Abstract
Background/Aim: Enfortumab vedotin (EV) has been approved for the treatment of advanced urothelial carcinoma (UC) following platinum-based chemotherapy and immune checkpoint inhibitors (ICIs). However, there is no established treatment for patients whose disease progresses while on EV, and the clinical outcomes post-EV treatment are unclear.
Patients and Methods: From December 2021 to January 2025, 33 patients with advanced UC received EV monotherapy. After excluding those who discontinued EV due to adverse events or continued treatment without progression, 18 patients were retrospectively analyzed.
Results: The median follow-up was 4.1 months, and 16 patients (88.9%) died at the last follow-up. Ten patients received post-EV treatment (five received chemotherapy and five received ICIs), and eight opted for best supportive care (BSC). The overall survival (OS) was not significantly different between the post-EV and BSC groups (4.6 vs. 3.7 months, p=0.425). No significant differences in the progression-free survival (2.5 vs. 3.2 months, p=0.945) or OS (2.6 vs. 5.1 months, p=0.832) were observed between chemotherapy and ICI treatment in the post-EV treatment group. Patients with lymph node-only metastases had significantly longer OS than those with other metastases (13.5 vs. 3.3 months, p=0.039) in the post-EV treatment group.
Conclusion: Post-EV treatment did not significantly improve the survival compared with BSC in patients with advanced UC. However, patients with lymph node-only metastases may show better outcomes than others. Further research is required to identify effective treatment strategies for this population.
Introduction
The treatment landscape for advanced urothelial carcinoma (UC) has undergone a significant transformation in recent years. The latest National Comprehensive Cancer Network guidelines (1) recommend the combination of enfortumab vedotin (EV) and pembrolizumab as a preferred (category 1) regimen based on the results of the EV-302 trial, regardless of cisplatin eligibility (2), and this combination has been approved in Japan as first-line treatment since September 2024. In addition, for cisplatin eligibility, combination therapy with nivolumab plus gemcitabine–cisplatin followed by nivolumab maintenance therapy is recommended as the other preferred (category 1) regimen based on the results of the CheckMate 901 trial (3) and this regimen has been approved in Japan as first-line treatment since December 2024. These novel first-line regimens have demonstrated outcomes superior to conventional chemotherapy with gemcitabine and either cisplatin or carboplatin, which has long been the standard of care. However, despite the advent of combination therapy with immune checkpoint inhibitors (ICIs) and antibody-drug conjugates (ADCs) or platinum-based chemotherapy as a first-line therapy, advanced UC remains aggressive and generally incurable, requiring second-line or later treatment.

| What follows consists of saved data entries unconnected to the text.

Issue #1695, opened 2019-05-08
For MySql and SQL Server LIKE remove the use of binary keyword / collation


rbygrave:
The binary keyword for MySql like was brought in as part of: https://github.com/ebean-orm/ebean/pull/1162/files

We are going to treat the addition of the binary keyword as a bug.  The fix will be to remove the binary keyword from the MySql like cause.

See discussion on google group at:
https://groups.google.com/d/msgid/ebean/c2b9f87c-0983-44bf-a4b4-019fef2baa15%40googlegroups.com?utm_medium=email&utm_source=footer

rPraml:
#1162 was introduced by us
We use 'utf8mb4_bin' as DB default in the meantime for all our backend operations (so binary should be used autmatically) - with other collations, like 'utf8mb4_german2_ci' we have strange effects, as 'ä' == 'ae' or 'ss' == 'ß'
We also introduced #1492 so that we can specify special collations when sorting for UI.

I have no objection removing the 'binary' option. But then we should it remove for all platforms (There is a similar workaround in the sqlserver like)
This means:
- like use the db-default collation
- ilike performs a tolower
- the same should count for eq/ieq/...

So, if you using a 'non-case-sensitive' collation (=case-insensitive, like utf8mb4_german2_ci) the result of "like" and "ilike" should be the same. 


Maybe it would be also a good idea to specify the 'ilike' collation in serverconfig, because a tolower(...) is also not always correct (see http://www.moserware.com/2008/02/does-your-code-pass-turkey-test.html)
So: "like" should use DB default collation (which can be case sensitive) and "ilike" should use the one in server-config

PR #1697, opened 2019-05-08
#1695 - For MySql like remove the binary keyword + Add caseSensitiveCollation configuration option

rbygrave:


rbygrave:
I believe this PR is ready now to merge.  Would you able to review it for me @rPraml  ?

src/test/java/org/tests/transaction/TestBatchModelFlush.java
```diff
@@ -75,17 +75,22 @@ public void multipleTopLevel_expect_singleFlush() {
...
 
     // first saved to batch - (depth 100)
+    boolean hasSequence = isSqlServer();
     assertThat(sql.get(0)).contains("insert into mny_b");
-    assertThat(sql.get(1)).contains(" -- bind(BatchMultipleTop_0");
-    assertThat(sql.get(2)).contains(" -- bind(BatchMultipleTop_1");
+    if (!hasSequence) {
+      assertThat(sql.get(1)).contains(" -- bind(BatchMultipleTop_0");
+      assertThat(sql.get(2)).contains(" -- bind(BatchMultipleTop_1");
+    }
```
rPraml: I'm just wondering, how these tests could pass in my local test env. My connection settings are
```
ebean.mssql.idType=SEQUENCE
# Database has Collation: Latin1_General_100_BIN2
datasource.mssql.databaseUrl=jdbc:sqlserver://srv-01-docker02.foconis.local:1433;databaseName=ebean_unittest_bin;sendTimeAsDatetime=false
datasource.mssql.databaseDriver=com.microsoft.sqlserver.jdbc.SQLServerDriver
```
And I explicit enabeld SEQUENCE for SqlServer (by default, identity is used)
regarding your config file, SEQUENCE is commented out
https://github.com/ebean-orm/ebean/blob/master/src/test/resources/ebean.properties#L157

So sqlserver means *no sequencence* in your setup.
Nevertheless it would be better to use `spiEbeanServer().getServerConfig().getIdType() == IdType.SEQUENCE` instead of relying against a certain platform

src/test/resources/ebean.properties
```diff
@@ -160,8 +160,8 @@ ebean.sqlserver.databasePlatformName=sqlserver17
 
 datasource.sqlserver.username=test_ebean
 datasource.sqlserver.password=SqlS3rv#r
-datasource.sqlserver.databaseUrl=jdbc:sqlserver://localhost:1433;databaseName=test_ebean
-datasource.sqlserver.databaseDriver=com.microsoft.sqlserver.jdbc.SQLServerDriver
+datasource.sqlserver.url=jdbc:sqlserver://localhost:1433;databaseName=test_ebean;sendTimeAsDateTime=false
```
rPraml: Ah, the sendTimeAsDateTime flag ;) https://github.com/microsoft/mssql-jdbc/pull/798

rbygrave:
> We use 'utf8mb4_bin' for mysql and 'Latin1_General_100_BIN2' for SqlServer

Quite right - I'd do the same myself given the choice.  

I believe the current implementation of `isPlatformCaseSensitive()` needs to actually move to the platform itself (for at least testing purposes) - something like platform.isCaseSensitiveCollation().  We can then set that such that the tests pass for different collation setups. 

Hmmm, can we determine the case sensitivity of the collation dynamically - is that a good idea?

rPraml:
Autodetection seems to be a good idea at the first place, but it is not so trivial as I thought

On SqlServer you can perform
`select case when ('a' = 'A') then 1 else 0 end`

On mysql I tried several things
`select * from (select 'a' as c1) as x where x.c1 = 'A'`
`select * from db_migration where 'a' = 'A'`

but it seems that the check runs against the defaut mysql configuration as long as there is no column involved.

this check also does not work:
`select * from information_schema.schemata where schema_name = (select database() from dual)`
as `database()` is always pointing to information_schema instead to current database

I think other platforms (DB2, ...) have different surprises. 
So maybe we drop the idea of auto-detection and add the flag to platform, which has to be configured for the test setup in serverconfig/platformconfig

rbygrave:
> So maybe we drop the idea of auto-detection and add the flag to platform, which has to be configured for the test setup in serverconfig/platformconfig

Yes, I agree.

rbygrave:
Ok, I'm happy with this now. Looking to merge it.

rbygrave:
> ebean.mssql.idType=SEQUENCE

Hi @rPraml  ... note that the `ebean.sqlserver.databasePlatformName=sqlserver17` property ... sets the platform to sqlserver17 and that platform defaults to idType=SEQUENCE (and I'm testing against SqlServer 2017 with sequences).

In contrast, gemcitabine and cisplatin (in cisplatin-eligible) or carboplatin (in cisplatin-ineligible) followed by avelumab maintenance, which was previously the preferred regimen, is still listed under “other recommended regimens (category 1)” based on the results of the JAVELIN Bladder 100 trial (4). After progression to avelumab maintenance, EV monotherapy is recommended based on the results of the EV-301 trial, which revealed that EV significantly prolonged the survival compared with standard chemotherapy in patients who had previously received platinum-based therapy and programmed death (PD) 1 and PD-ligand (L)-1 inhibitors (5).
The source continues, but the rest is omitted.